Exercise:
Repeat the entries. Each one must match exactly.

(Collected data)
*** Begin section ***

PR #2383, opened 2018-10-16
Implement multiifo coinc into workflow

tapaimarton:
This PR implements the multiifo coincidence code into the new pycbc_create_offline_search_workflow executable. The required config file changes are in github in a PR. With those changes I tested, and the workflow generates, and the coinc jobs are run.


bin/workflows/pycbc_create_offline_search_workflow
```diff
@@ -213,6 +212,37 @@ statfiles = []
 statfiles += wf.setup_trigger_fitting(workflow, insps, hdfbank,
                                       final_veto_file, final_veto_name)
 
+# setup 3 detector coinc for the filtering jobs
+ctags = [tag, 'full3d']
```
ahnitz: @tapaimarton One thing I think is not ideal here is that it hardcodes the 3-ifo combination and each two detector combination. It would be nice if we did not have to do this. 

Can I propose an alternate approach? We know which ifos have been requested to analyze. One can simply assume you want to analyze all of them (in the future we could provide flags to control this is needed). As such just take the list of ifos as input and do the complete combinatorics (i.e. nchoose2..n). The only thing you then need to control is *which* ifo for each of these is the pivot and the *fixed* ones. We could have that specified in the ini file as you've done, in which case, you can programmatically set the tags based on the ifo combination. Another solution which may be simpler and probably all we want anyway is to simply set a priority order. I.E. 
```
[workflow-coincidence]
timeslide-precedence = H1, L1, V1, K1, I1
```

*** End section ***

Output for this exercise:
PR #2383, opened 2018-10-16
Implement multiifo coinc into workflow

tapaimarton:
This PR implements the multiifo coincidence code into the new pycbc_create_offline_search_workflow executable. The required config file changes are in github in a PR. With those changes I tested, and the workflow generates, and the coinc jobs are run.


bin/workflows/pycbc_create_offline_search_workflow
```diff
@@ -213,6 +212,37 @@ statfiles = []
 statfiles += wf.setup_trigger_fitting(workflow, insps, hdfbank,
                                       final_veto_file, final_veto_name)
 
+# setup 3 detector coinc for the filtering jobs
+ctags = [tag, 'full3d']
```
ahnitz: @tapaimarton One thing I think is not ideal here is that it hardcodes the 3-ifo combination and each two detector combination. It would be nice if we did not have to do this. 

Can I propose an alternate approach? We know which ifos have been requested to analyze. One can simply assume you want to analyze all of them (in the future we could provide flags to control this is needed). As such just take the list of ifos as input and do the complete combinatorics (i.e. nchoose2..n). The only thing you then need to control is *which* ifo for each of these is the pivot and the *fixed* ones. We could have that specified in the ini file as you've done, in which case, you can programmatically set the tags based on the ifo combination. Another solution which may be simpler and probably all we want anyway is to simply set a priority order. I.E. 
```
[workflow-coincidence]
timeslide-precedence = H1, L1, V1, K1, I1
```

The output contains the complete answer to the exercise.